Exercise brief: Counting the line with "https://konghq.atlassian.net/browse/MA-1729" as the last one, copy out the lines of the data exactly from the first onward.

Collected data entries:
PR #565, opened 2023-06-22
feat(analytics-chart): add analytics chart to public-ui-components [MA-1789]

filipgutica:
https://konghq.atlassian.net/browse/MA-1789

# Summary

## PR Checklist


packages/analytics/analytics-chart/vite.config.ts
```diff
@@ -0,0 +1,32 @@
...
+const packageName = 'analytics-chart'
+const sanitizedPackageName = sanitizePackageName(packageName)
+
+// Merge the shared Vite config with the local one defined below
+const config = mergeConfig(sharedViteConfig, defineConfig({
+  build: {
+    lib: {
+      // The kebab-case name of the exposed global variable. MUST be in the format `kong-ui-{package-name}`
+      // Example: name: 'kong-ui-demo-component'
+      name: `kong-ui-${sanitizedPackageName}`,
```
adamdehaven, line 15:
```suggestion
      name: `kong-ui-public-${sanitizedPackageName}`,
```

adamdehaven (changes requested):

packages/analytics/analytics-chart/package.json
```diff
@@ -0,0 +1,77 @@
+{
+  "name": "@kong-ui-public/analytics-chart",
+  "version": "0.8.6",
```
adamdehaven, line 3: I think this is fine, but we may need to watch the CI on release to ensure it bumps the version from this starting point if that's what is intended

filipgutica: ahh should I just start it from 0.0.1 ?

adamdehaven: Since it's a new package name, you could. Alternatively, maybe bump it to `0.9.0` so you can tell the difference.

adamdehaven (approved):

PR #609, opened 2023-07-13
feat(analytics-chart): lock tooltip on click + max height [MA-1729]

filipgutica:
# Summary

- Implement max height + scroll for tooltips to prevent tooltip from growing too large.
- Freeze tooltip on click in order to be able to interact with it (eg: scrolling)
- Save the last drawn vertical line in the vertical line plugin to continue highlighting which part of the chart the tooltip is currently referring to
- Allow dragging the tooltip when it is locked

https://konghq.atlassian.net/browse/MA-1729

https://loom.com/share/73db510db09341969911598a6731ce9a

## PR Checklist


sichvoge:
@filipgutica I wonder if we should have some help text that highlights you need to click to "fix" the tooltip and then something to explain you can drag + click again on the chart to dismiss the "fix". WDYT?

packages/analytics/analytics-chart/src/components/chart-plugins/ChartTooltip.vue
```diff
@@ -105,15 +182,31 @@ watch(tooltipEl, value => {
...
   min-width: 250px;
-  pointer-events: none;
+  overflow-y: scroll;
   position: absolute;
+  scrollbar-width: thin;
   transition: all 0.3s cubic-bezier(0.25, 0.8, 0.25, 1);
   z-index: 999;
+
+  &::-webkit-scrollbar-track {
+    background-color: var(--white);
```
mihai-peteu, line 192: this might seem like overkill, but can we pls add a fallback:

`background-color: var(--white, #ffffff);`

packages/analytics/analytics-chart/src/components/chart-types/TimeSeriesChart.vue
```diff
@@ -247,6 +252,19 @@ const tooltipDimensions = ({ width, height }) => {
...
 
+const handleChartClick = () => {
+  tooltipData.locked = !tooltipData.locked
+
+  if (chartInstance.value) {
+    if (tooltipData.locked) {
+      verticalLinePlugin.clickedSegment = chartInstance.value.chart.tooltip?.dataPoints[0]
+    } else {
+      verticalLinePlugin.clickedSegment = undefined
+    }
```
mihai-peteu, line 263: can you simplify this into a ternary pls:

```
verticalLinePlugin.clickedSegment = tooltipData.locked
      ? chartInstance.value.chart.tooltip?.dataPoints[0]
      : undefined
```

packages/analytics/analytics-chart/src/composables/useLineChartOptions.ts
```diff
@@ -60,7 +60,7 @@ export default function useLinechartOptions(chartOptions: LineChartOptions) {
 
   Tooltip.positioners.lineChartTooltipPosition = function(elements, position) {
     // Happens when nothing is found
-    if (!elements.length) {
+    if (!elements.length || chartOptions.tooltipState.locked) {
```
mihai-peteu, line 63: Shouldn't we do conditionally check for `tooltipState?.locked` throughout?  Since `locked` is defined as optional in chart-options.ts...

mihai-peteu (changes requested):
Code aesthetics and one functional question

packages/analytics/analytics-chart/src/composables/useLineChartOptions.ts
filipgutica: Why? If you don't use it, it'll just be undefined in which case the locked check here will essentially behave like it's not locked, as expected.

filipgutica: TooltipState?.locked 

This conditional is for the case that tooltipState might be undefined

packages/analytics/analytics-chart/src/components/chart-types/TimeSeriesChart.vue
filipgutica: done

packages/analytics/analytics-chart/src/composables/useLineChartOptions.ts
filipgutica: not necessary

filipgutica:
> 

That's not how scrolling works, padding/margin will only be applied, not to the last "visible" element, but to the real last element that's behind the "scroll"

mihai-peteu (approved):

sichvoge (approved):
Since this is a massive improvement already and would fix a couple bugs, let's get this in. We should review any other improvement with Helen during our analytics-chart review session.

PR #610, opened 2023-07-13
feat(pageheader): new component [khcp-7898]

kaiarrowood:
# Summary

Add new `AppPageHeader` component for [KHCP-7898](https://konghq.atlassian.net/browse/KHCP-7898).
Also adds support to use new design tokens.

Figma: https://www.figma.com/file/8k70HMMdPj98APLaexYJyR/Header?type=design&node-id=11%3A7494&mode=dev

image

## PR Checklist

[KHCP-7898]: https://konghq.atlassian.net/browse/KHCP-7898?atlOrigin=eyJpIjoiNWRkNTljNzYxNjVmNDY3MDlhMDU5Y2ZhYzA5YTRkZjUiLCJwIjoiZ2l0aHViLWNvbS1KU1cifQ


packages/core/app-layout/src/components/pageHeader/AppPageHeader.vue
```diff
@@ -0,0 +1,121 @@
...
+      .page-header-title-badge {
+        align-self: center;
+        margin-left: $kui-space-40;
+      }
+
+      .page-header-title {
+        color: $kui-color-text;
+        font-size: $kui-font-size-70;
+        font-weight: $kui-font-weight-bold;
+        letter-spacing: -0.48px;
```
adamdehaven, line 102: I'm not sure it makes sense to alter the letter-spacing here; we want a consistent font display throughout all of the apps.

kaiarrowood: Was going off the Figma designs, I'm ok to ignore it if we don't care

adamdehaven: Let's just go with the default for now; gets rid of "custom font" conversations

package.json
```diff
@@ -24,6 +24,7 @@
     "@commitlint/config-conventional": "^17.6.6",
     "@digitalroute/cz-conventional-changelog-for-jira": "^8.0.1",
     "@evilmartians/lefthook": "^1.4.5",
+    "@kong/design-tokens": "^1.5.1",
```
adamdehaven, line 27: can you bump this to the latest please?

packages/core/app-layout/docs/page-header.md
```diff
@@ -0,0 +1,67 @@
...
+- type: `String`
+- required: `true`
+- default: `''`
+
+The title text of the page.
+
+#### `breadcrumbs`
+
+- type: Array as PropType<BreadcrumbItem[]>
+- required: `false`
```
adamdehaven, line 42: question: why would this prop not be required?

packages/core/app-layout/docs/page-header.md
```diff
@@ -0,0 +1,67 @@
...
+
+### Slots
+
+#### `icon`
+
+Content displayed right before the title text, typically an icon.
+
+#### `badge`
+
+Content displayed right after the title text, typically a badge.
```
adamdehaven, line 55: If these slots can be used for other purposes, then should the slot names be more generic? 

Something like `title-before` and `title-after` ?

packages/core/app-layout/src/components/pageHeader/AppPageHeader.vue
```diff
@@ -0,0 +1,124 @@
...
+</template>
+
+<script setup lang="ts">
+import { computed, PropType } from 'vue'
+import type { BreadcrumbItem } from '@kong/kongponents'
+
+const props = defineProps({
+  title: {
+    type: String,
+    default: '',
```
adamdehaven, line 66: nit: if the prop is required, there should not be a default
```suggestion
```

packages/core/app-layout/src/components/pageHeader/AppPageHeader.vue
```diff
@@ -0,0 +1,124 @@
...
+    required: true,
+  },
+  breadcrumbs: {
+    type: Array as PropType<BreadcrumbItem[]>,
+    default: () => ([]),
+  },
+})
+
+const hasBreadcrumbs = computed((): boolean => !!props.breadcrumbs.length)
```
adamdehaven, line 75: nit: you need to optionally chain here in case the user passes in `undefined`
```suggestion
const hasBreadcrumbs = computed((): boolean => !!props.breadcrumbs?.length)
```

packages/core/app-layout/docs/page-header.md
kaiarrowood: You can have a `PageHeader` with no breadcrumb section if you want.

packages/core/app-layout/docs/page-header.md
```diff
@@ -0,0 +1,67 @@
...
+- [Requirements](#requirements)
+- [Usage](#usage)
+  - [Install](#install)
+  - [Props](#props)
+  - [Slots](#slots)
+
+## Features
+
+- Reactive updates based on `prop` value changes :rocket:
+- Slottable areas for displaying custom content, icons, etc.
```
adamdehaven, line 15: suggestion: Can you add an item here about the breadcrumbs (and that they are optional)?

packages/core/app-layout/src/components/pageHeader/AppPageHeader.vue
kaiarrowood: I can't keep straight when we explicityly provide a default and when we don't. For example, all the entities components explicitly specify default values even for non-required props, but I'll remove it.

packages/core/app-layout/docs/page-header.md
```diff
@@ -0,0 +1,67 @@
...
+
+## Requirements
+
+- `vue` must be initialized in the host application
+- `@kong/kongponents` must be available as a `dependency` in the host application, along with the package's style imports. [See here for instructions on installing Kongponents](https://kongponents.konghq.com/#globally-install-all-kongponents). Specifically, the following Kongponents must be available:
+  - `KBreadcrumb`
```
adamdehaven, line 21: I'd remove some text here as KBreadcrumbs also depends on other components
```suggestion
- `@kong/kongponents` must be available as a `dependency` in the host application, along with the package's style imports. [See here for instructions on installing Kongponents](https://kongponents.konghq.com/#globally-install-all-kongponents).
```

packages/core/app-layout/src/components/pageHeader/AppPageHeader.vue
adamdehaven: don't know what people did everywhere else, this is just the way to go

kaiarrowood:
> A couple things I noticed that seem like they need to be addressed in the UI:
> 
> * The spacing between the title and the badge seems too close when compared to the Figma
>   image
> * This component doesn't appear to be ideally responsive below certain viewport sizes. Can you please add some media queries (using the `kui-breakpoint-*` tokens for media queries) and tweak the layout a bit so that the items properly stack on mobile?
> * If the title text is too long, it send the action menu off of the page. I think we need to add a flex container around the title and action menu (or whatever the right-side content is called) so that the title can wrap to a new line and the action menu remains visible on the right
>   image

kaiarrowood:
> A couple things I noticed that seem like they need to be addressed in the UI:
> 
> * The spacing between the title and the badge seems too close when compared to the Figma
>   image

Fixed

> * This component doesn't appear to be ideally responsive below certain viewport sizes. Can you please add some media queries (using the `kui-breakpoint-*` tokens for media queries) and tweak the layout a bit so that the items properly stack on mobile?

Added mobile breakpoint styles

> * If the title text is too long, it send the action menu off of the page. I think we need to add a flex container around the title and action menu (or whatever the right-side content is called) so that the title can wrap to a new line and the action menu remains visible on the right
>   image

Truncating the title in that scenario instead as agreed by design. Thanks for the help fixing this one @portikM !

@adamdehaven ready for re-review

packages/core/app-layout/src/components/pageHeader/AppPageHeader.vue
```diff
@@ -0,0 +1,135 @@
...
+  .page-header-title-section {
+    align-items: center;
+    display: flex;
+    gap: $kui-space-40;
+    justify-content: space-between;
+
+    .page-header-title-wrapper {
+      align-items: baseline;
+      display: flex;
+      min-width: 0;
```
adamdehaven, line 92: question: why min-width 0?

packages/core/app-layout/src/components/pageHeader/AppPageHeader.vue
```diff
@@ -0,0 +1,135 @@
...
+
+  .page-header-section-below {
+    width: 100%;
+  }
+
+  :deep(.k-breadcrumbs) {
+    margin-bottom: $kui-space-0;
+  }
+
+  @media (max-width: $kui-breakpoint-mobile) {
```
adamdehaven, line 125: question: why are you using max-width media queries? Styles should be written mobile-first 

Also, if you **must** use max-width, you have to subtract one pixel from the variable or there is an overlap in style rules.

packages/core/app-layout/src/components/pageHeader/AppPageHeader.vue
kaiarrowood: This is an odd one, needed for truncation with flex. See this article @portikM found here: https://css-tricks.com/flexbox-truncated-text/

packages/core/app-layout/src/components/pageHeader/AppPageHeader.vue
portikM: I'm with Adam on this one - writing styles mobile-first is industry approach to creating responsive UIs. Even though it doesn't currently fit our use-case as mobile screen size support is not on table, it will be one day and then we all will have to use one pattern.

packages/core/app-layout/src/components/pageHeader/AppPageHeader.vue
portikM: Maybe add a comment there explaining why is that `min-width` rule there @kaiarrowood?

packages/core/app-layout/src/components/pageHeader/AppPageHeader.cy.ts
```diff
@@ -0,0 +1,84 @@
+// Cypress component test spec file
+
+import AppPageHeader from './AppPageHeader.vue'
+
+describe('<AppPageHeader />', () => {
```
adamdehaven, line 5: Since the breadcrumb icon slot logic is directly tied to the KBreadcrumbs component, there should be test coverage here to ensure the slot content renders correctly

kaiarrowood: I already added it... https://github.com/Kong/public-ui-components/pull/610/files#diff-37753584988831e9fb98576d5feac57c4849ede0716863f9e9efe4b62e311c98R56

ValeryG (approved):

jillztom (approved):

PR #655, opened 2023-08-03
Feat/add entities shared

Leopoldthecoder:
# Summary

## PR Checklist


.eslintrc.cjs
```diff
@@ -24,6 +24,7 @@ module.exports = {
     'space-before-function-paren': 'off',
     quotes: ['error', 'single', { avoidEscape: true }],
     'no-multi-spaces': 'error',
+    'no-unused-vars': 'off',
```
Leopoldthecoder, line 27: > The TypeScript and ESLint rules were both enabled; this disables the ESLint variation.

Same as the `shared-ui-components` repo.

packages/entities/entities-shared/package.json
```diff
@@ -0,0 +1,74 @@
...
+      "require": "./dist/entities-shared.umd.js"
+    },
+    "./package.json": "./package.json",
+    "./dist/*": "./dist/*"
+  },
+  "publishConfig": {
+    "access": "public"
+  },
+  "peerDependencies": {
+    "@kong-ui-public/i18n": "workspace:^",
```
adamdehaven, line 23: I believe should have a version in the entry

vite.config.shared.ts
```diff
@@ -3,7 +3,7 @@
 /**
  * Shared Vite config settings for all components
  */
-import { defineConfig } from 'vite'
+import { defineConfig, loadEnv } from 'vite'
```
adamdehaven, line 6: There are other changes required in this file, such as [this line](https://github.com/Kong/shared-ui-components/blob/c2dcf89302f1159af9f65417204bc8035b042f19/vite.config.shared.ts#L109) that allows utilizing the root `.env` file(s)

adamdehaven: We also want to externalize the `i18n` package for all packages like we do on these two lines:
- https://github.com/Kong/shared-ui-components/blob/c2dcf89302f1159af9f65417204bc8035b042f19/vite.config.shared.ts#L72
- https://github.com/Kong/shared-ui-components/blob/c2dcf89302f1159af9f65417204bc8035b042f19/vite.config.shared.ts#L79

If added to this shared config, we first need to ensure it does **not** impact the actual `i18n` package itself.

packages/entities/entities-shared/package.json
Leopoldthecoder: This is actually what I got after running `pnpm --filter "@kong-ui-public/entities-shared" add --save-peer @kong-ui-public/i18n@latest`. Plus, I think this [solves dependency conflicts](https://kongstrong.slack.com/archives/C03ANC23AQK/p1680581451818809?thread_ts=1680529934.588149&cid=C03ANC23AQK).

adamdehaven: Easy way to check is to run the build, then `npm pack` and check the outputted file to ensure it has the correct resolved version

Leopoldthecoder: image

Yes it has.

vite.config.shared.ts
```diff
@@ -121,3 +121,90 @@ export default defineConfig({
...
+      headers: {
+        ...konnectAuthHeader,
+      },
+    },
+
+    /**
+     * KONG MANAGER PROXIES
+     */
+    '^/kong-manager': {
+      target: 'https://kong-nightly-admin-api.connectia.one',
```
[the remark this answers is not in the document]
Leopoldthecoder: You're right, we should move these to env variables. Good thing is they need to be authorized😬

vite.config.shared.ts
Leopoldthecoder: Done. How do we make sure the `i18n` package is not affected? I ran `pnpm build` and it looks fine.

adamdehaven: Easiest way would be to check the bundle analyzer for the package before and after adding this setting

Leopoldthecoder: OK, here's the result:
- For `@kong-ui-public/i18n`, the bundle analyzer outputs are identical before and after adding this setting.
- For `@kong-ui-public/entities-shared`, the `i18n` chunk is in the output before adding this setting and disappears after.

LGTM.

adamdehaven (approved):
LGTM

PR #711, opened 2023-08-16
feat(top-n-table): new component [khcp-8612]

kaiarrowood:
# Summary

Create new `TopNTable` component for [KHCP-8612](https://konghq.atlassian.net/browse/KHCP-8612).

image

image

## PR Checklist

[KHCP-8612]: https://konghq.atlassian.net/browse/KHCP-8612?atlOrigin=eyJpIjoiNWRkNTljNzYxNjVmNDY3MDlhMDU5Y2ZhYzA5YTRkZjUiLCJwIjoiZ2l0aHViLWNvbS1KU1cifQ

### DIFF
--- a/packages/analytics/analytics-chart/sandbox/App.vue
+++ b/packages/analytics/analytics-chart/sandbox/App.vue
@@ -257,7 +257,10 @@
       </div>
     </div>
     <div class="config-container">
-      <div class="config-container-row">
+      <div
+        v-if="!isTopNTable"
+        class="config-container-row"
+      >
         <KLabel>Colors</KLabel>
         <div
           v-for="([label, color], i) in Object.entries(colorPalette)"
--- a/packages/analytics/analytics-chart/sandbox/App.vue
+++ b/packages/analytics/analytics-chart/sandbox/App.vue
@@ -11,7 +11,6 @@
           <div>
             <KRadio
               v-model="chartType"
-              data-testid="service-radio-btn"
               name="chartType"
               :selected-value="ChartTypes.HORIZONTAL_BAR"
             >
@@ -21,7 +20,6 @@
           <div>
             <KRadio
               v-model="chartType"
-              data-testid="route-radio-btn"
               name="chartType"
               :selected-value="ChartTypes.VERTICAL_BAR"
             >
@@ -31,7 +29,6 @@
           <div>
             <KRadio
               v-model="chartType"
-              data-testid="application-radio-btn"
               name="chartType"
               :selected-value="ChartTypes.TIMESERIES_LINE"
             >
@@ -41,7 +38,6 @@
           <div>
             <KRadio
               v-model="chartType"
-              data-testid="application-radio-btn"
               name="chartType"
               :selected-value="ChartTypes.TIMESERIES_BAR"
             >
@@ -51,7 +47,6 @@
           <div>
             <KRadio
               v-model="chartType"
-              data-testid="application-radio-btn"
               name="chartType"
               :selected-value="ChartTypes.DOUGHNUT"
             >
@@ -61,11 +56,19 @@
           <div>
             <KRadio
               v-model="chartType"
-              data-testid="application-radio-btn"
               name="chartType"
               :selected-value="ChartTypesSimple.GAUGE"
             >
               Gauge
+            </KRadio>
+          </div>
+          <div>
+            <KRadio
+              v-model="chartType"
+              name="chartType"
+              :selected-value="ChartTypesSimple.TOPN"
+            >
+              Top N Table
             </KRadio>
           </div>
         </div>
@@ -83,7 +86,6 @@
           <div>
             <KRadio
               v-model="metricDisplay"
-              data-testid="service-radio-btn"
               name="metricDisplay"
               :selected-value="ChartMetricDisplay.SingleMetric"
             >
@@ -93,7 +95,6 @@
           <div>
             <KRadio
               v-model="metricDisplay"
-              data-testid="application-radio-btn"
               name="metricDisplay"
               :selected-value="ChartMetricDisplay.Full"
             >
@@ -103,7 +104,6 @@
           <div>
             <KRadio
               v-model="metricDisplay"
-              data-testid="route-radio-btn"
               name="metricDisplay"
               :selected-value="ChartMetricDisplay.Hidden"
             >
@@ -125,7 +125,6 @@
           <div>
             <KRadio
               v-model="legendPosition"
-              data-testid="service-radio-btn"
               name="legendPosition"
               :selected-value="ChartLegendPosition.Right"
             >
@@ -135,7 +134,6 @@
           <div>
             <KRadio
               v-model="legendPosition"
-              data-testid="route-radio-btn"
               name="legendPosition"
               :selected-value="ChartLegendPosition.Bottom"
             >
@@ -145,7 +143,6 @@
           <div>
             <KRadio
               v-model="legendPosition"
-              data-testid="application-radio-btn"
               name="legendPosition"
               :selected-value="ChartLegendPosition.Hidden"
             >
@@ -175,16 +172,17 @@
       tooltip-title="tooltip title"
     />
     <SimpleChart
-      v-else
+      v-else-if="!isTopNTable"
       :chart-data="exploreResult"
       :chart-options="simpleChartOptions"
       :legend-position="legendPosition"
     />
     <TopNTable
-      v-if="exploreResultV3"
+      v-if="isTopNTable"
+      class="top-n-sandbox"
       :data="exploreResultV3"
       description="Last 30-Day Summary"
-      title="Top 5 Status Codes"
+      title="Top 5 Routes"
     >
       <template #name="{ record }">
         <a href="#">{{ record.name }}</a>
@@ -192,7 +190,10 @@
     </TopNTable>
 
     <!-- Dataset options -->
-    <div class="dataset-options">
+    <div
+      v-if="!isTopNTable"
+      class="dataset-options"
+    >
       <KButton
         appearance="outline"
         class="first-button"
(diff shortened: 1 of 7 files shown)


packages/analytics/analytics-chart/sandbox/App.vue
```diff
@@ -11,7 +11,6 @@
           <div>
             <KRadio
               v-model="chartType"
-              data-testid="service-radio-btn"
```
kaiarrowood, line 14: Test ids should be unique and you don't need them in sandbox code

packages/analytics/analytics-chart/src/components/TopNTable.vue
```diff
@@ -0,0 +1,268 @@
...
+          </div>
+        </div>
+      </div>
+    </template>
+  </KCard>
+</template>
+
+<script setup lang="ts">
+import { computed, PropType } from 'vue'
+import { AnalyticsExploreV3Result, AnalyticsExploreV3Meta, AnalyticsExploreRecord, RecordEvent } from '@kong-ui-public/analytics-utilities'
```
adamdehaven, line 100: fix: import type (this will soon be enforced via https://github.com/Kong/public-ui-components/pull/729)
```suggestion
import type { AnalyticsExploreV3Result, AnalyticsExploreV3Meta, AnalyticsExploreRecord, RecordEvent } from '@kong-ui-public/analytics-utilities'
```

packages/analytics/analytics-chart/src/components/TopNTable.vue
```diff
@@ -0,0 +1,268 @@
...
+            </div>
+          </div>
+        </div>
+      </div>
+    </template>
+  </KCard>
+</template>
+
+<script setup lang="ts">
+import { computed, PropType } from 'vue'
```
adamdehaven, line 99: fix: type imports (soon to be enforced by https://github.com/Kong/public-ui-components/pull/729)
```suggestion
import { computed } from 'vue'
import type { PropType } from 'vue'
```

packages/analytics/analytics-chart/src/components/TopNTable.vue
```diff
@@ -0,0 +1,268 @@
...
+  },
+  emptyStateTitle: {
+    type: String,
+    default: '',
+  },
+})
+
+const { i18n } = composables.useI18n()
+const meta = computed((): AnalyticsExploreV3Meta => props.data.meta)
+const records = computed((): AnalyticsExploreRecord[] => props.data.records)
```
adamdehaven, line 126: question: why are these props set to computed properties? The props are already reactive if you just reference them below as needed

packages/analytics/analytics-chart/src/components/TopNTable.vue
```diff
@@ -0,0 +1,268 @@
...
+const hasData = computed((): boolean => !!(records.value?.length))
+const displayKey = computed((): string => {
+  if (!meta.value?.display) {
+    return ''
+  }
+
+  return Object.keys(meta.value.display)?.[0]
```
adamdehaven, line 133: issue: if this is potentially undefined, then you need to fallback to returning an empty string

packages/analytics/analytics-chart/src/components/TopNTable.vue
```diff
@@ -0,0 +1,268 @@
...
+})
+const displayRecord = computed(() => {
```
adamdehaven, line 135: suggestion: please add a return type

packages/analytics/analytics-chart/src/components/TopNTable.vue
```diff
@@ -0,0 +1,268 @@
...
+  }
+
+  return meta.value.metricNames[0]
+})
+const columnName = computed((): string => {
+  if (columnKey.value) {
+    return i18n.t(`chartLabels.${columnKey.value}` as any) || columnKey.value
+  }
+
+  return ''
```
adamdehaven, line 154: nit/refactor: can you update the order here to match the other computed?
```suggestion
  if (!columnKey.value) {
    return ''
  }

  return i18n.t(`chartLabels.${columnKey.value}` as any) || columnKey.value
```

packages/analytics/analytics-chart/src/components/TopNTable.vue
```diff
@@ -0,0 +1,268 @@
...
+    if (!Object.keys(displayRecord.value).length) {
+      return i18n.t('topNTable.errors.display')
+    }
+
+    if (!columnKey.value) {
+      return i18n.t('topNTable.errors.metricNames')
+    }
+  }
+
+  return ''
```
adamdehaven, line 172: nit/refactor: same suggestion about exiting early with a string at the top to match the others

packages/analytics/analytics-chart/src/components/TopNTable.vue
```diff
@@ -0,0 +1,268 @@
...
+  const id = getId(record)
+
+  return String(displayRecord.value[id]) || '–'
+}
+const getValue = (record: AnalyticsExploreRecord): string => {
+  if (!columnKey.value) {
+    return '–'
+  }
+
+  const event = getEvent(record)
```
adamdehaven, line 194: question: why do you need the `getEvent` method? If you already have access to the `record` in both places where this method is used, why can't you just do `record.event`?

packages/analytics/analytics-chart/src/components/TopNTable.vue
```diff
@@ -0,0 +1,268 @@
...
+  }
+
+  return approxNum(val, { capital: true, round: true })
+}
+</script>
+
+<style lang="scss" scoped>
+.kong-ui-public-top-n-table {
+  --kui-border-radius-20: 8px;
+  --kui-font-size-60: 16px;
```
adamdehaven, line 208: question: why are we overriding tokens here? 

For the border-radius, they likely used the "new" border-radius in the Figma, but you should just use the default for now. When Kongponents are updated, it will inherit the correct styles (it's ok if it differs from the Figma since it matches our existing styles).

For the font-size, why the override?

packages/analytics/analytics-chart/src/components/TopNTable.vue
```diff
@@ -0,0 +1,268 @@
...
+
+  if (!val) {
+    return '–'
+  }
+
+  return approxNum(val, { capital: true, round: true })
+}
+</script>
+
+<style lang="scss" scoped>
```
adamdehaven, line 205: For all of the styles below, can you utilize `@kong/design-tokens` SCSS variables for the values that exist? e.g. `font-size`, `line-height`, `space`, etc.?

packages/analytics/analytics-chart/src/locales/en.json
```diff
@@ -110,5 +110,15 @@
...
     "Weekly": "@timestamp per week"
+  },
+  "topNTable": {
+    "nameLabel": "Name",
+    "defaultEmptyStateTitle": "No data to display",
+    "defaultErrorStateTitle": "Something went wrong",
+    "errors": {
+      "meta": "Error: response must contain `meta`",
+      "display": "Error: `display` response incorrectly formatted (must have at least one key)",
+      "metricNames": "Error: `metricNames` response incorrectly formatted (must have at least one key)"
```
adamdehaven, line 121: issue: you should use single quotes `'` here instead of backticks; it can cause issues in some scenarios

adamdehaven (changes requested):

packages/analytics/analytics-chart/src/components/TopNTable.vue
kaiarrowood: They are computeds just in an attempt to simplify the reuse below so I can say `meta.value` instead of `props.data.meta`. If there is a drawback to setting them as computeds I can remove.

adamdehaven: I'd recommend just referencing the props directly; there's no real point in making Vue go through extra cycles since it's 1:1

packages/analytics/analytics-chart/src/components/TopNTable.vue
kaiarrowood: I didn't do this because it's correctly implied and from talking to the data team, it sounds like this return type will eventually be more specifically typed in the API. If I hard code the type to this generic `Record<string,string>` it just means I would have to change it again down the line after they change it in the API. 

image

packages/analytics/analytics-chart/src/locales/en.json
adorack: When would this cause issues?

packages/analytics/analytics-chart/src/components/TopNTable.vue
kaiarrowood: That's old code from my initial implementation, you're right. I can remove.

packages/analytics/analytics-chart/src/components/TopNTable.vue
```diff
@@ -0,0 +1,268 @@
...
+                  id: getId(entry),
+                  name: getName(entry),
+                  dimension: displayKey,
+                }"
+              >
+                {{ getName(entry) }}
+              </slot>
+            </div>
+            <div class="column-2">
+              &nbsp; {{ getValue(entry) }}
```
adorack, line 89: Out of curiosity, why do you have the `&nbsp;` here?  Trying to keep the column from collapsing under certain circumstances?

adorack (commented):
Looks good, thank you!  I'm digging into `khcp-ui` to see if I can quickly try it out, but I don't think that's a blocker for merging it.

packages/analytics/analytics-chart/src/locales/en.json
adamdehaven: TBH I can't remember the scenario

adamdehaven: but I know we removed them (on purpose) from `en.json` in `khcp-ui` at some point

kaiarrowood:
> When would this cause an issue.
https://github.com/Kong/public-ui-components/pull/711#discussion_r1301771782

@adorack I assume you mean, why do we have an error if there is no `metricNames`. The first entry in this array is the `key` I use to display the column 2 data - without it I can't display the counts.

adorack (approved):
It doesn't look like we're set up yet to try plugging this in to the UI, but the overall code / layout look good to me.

Exercise answer:
PR #565, opened 2023-06-22
feat(analytics-chart): add analytics chart to public-ui-components [MA-1789]

filipgutica:
https://konghq.atlassian.net/browse/MA-1789

# Summary

## PR Checklist


packages/analytics/analytics-chart/vite.config.ts
```diff
@@ -0,0 +1,32 @@
...
+const packageName = 'analytics-chart'
+const sanitizedPackageName = sanitizePackageName(packageName)
+
+// Merge the shared Vite config with the local one defined below
+const config = mergeConfig(sharedViteConfig, defineConfig({
+  build: {
+    lib: {
+      // The kebab-case name of the exposed global variable. MUST be in the format `kong-ui-{package-name}`
+      // Example: name: 'kong-ui-demo-component'
+      name: `kong-ui-${sanitizedPackageName}`,
```
adamdehaven, line 15:
```suggestion
      name: `kong-ui-public-${sanitizedPackageName}`,
```

adamdehaven (changes requested):

packages/analytics/analytics-chart/package.json
```diff
@@ -0,0 +1,77 @@
+{
+  "name": "@kong-ui-public/analytics-chart",
+  "version": "0.8.6",
```
adamdehaven, line 3: I think this is fine, but we may need to watch the CI on release to ensure it bumps the version from this starting point if that's what is intended

filipgutica: ahh should I just start it from 0.0.1 ?

adamdehaven: Since it's a new package name, you could. Alternatively, maybe bump it to `0.9.0` so you can tell the difference.

adamdehaven (approved):

PR #609, opened 2023-07-13
feat(analytics-chart): lock tooltip on click + max height [MA-1729]

filipgutica:
# Summary

- Implement max height + scroll for tooltips to prevent tooltip from growing too large.
- Freeze tooltip on click in order to be able to interact with it (eg: scrolling)
- Save the last drawn vertical line in the vertical line plugin to continue highlighting which part of the chart the tooltip is currently referring to
- Allow dragging the tooltip when it is locked

https://konghq.atlassian.net/browse/MA-1729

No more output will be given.